PR #199, opened 2018-04-12
Feature/dynamic cluster

alai8:


operator/src/main/java/oracle/kubernetes/operator/helpers/ServiceHelper.java
```diff
@@ -99,10 +99,17 @@ public NextAction apply(Packet packet) {
       List<V1ServicePort> ports = new ArrayList<>();
       V1ServicePort servicePort = new V1ServicePort();
       servicePort.setPort(port);
+      servicePort.setName("weblogic");
       if (nodePort != null) {
         servicePort.setNodePort(nodePort);
       }
       ports.add(servicePort);
+
```
rjeberhard: Why are you exposing the node manager port here if we didn't before?

operator/src/main/java/oracle/kubernetes/operator/wlsconfig/WlsDomainConfig.java
```diff
@@ -16,16 +16,77 @@
 import java.util.Map;
 
 /**
- * Contains configuration for a WebLogid Domain
+ * Contains a snapsot of configuration for a WebLogic Domain
```
rjeberhard: snapshot

operator/src/main/java/oracle/kubernetes/operator/wlsconfig/WlsRetriever.java
```diff
@@ -319,46 +401,182 @@ public WlsDomainConfig readConfig() {
...
+  /**
+   * Update the dynamic cluster size of the WLS cluster configuration.
+   *
+   * @param wlsClusterConfig The WlsClusterConfig object of the WLS cluster whose cluster size needs to be updated
+   * @param machineNamePrefix Prefix of names of new machines to be created
+   * @param targetClusterSize The target dynamic cluster size
+   * @return true if the request to update the cluster size is successful, false if it was not successful within the
+   *         time period, or the cluster is not a dynamic cluster
+   */
+  public boolean updateDynamicClusterSize(final WlsClusterConfig wlsClusterConfig,
```
rjeberhard: Who calls this?  We should discuss...  Other places use a pattern where this is wrapped in a Step which suspends until the asynchronous activity finishes.  This allows for timeout and retry, etc.

operator/src/main/java/oracle/kubernetes/operator/helpers/ServiceHelper.java
alai8: Sorry, this was leftover code when we were trying to address the WLDF delay issue by exposing nm port that I forgot to remove.

operator/src/main/java/oracle/kubernetes/operator/wlsconfig/WlsRetriever.java
alai8: There is no usages. It was added some time ago when we thought the RestBackEndImpl class may need to adjust the dynamic cluster size. I will remove this method.

kubernetes/internal/create-weblogic-domain-job-template.yaml
```diff
@@ -416,28 +186,59 @@ data:
...
+      print('Done setting attributes for Server Template: %s' % templateName);
+
+
+      cd('/Clusters/%s' % cluster_name)
+      create(cluster_name, 'DynamicServers')
+      cd('DynamicServers/%s' % cluster_name)
+      set('ServerTemplate', st1)
+      set('ServerNamePrefix', "%MANAGED_SERVER_NAME_BASE%")
+      set('DynamicClusterSize', number_of_ms)
+      set('MaxDynamicClusterSize', 800)
```
lennyphan: Remove commented out set calls.  Should we remove setting MaxDynamicClusterSize?

operator/src/main/java/oracle/kubernetes/operator/helpers/PodHelper.java
```diff
@@ -633,12 +639,23 @@ protected V1Pod computeManagedPodConfig(TuningParameters configMapHelper, Packet
       V1ContainerPort containerPort = new V1ContainerPort();
       containerPort.setContainerPort(scan.getListenPort());
       containerPort.setProtocol("TCP");
+//      containerPort.setName("weblogic"); // commented out as we are not exposing node manager port
```
lennyphan: Cleanup commented out section for exposing NM port

operator/src/main/java/oracle/kubernetes/operator/wlsconfig/WlsRetriever.java
```diff
@@ -319,46 +401,138 @@ public WlsDomainConfig readConfig() {
...
+  private static boolean updateDynamicClusterSizeWithServiceURL(final WlsClusterConfig wlsClusterConfig,
+                                                                final String machineNamePrefix,
+                                                                final int targetClusterSize,
+                                                                final HttpClient httpClient,
+                                                                final String serviceURL) {
+    LOGGER.entering();
+
+    boolean result = false;
+    // Create machine(s)
+    // Commented out as we are not configuring machines for servers
```
lennyphan: Remove since we're not creating machines implicitly anymore?

kubernetes/internal/create-weblogic-domain-job-template.yaml
tbarnes-us: In effect, D-C-S sets the number of ms that show up in the bean tree (virtual config beans of some kind), which in effect designates the servers that can be booted.   For example, when DCS is 10, you will see 10 managed servers in the config tree on the console even when they aren't booted.    It also can do 'double duty' of letting the wlst-scaling/external frameworks know the number of servers you'd like to be running.    Max DCS, as far as I know, simply prevents DCS from being configured higher than the specified value - I personally don't think it has much utility.   JMS and JTA usually require that DCS never be lowered during a scale down (instead just shutdown the servers you don't want) -- this lets these services iterate over the aforementioned 'virtual' beans to locate data that may be trapped in servers that are no longer going to be booted.

operator/src/main/java/oracle/kubernetes/operator/wlsconfig/WlsRetriever.java
alai8: Right. Will also be removing some method arguments and utility class related to machine creation.

kubernetes/internal/create-weblogic-domain-job-template.yaml
alai8: This is being replaced with set('MaxDynamicClusterSize', number_of_ms). Also will be adding some validation logic to compare replicas and max dynamic cluster size in WlsClusterConfig class and make sure the max dynamic cluster size is honored and we won't scale above it.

□ □ □

**Prompt**
Write out each line above that contains the word "rjeberhard".

**Output**
rjeberhard: Why are you exposing the node manager port here if we didn't before?
rjeberhard: snapshot
rjeberhard: Who calls this?  We should discuss...  Other places use a pattern where this is wrapped in a Step which suspends until the asynchronous activity finishes.  This allows for timeout and retry, etc.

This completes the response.